Exercise directions
Transcribe each line below without altering anything.

Collected data
PR #3107, opened 2023-11-21
General warnings and tests cleanup

gwynne:
These changes fix almost all of the extant warnings in Vapor, and clean up some issues in the tests, which can now run fully parallelized. There are no functional changes.

### DIFF
--- a/Sources/Vapor/Concurrency/RequestBody+Concurrency.swift
+++ b/Sources/Vapor/Concurrency/RequestBody+Concurrency.swift
@@ -130,6 +130,7 @@ extension Request.Body: AsyncSequence {
             failureType: Error.self,
             backPressureStrategy: NIOAsyncSequenceProducerBackPressureStrategies
                 .HighLowWatermark(lowWatermark: 5, highWatermark: 20),
+            finishOnDeinit: true,
             delegate: delegate
         )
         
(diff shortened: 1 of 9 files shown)


MahdiBM (approved):
There are still some warnings on linux, see the gql build log in CI.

Answer for the task
PR #3107, opened 2023-11-21
General warnings and tests cleanup

gwynne:
These changes fix almost all of the extant warnings in Vapor, and clean up some issues in the tests, which can now run fully parallelized. There are no functional changes.

### DIFF
--- a/Sources/Vapor/Concurrency/RequestBody+Concurrency.swift
+++ b/Sources/Vapor/Concurrency/RequestBody+Concurrency.swift
@@ -130,6 +130,7 @@ extension Request.Body: AsyncSequence {
             failureType: Error.self,
             backPressureStrategy: NIOAsyncSequenceProducerBackPressureStrategies
                 .HighLowWatermark(lowWatermark: 5, highWatermark: 20),
+            finishOnDeinit: true,
             delegate: delegate
         )
         
(diff shortened: 1 of 9 files shown)


MahdiBM (approved):
There are still some warnings on linux, see the gql build log in CI.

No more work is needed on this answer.